We can reduce (not eliminate) such ludicrous generations by giving Midjourney a reference image. To do this, find an image showing roughly the kind of position you want the generation to show. This can be one from the web, or even better, one you've taken yourself, even if it's just with your phone. Double click the "+" icon next to the prompt box and select the image from your computer to upload, and then send the message.
Your image will appear in the list of messages you've sent. Click on it to enlarge it, then right click and select "Copy image link". Now, when you start an image prompt, simply paste the link at the beginning, then continue your image description. It won't give you perfect results, but you can usually get far, far closer to what you want. You can give the system multiple reference images, but I would say to use three maximum, preferably two. The below image was generated using a reference still image from a Scott Adkins movie.
Right, so those are some tips you can use all round, and it's worth experimenting with the "style by" instruction. But, what can we do to improve portraits and more traditional imagery?

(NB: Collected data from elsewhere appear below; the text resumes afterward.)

PR #1052, opened 2015-09-15
fix(email): Backport auth-mailer config changes from master.

rfk:
This backports the config-related parts of #1034 from `master` onto `train-45` branch, which should allow the train to be deployed with the latest version of auth-mailer strings.  Fixes https://github.com/mozilla/fxa-auth-mailer/issues/75.

@jrgm r? for patch release of train-45

### DIFF
--- a/config/index.js
+++ b/config/index.js
@@ -159,6 +159,26 @@ var conf = convict({
       format: String,
       default: undefined
     },
+    syncUrl: {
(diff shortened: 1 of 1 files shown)


jrgm:
I have a question about '/v1/reset_password' vs. '/reset_password', but either works (/v1 302s); I'll follow up with @shane-tomlinson about which is "correct".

Another command that Midjourney understands is "clear facial features", and this can come in very useful for portraits. I've had some exceptional results by including this in descriptions. The images below resulted from the prompt "Craggy old male surfer sitting next to surf board on a beach, black wetsuit, barefoot. wide-shot, stormy weather. Sand in hair. Clear facial features, 16-35mm lens, f/1.8, global illumination, natural light, uplight, Ilford film stock --ar 16:9 --q 2 --v 5"
The image below was created with the prompt "Portrait of a female surfer with surf board on a beach. Sand in hair. Clear facial features, 35mm lens, f/1.8, global illumination, natural light, uplight, Ilford film stock --ar 16:9 --q 2 --v 5"
For some reason it gave her two surfboards, but this could be rectified with multiple generations, which brings me onto...
Most of the images above took quite a few regenerations to create. So another top tip is to have patience and to not only use the regenerate function from your initial prompt, but also create variations of the image you like the most from the initial four, and then create a variation of that, and so on. If you activate the "--prefer remix" command, you could create a variation of the image you like, but specify a different seed value, or add something else to the description. There are endless possibilities. Remix mode offers some very powerful ways to manipulate existing images. For example, you could change a photograph of a pile of footballs and make them into a group of puppies.
Midjourney has some incredibly powerful possibilities and I've included some of the better results I've had below with some of the phrases used in the prompts, but it's about more than just creating realistic images. In terms of cameras it can understand everything including GoPros, but the "style by" parameter has some stunning potential. For example you could specify anything from superhero comics to the photographic style of Ansel Adams. You can also experiment with lighting styles, particularly in relation to the colour of the light and its position, such as front lit or back lit.
As I mentioned earlier, there are some things that it doesn't do well. Another example of this was when I asked it to produce an image of a surfer on a wave or carrying a surfboard along a beach. Midjourney doesn't understand the relationship between a person and actually standing on a board or holding it, so it took me a large number of regenerations before I finally got an image that did what I wanted it to do. The key is patience, and attention to detail in how you make your descriptions. Vary them a bit, and tweak them to see what has an effect and what doesn't. But I hope some of the tips I have described above help you to get better results.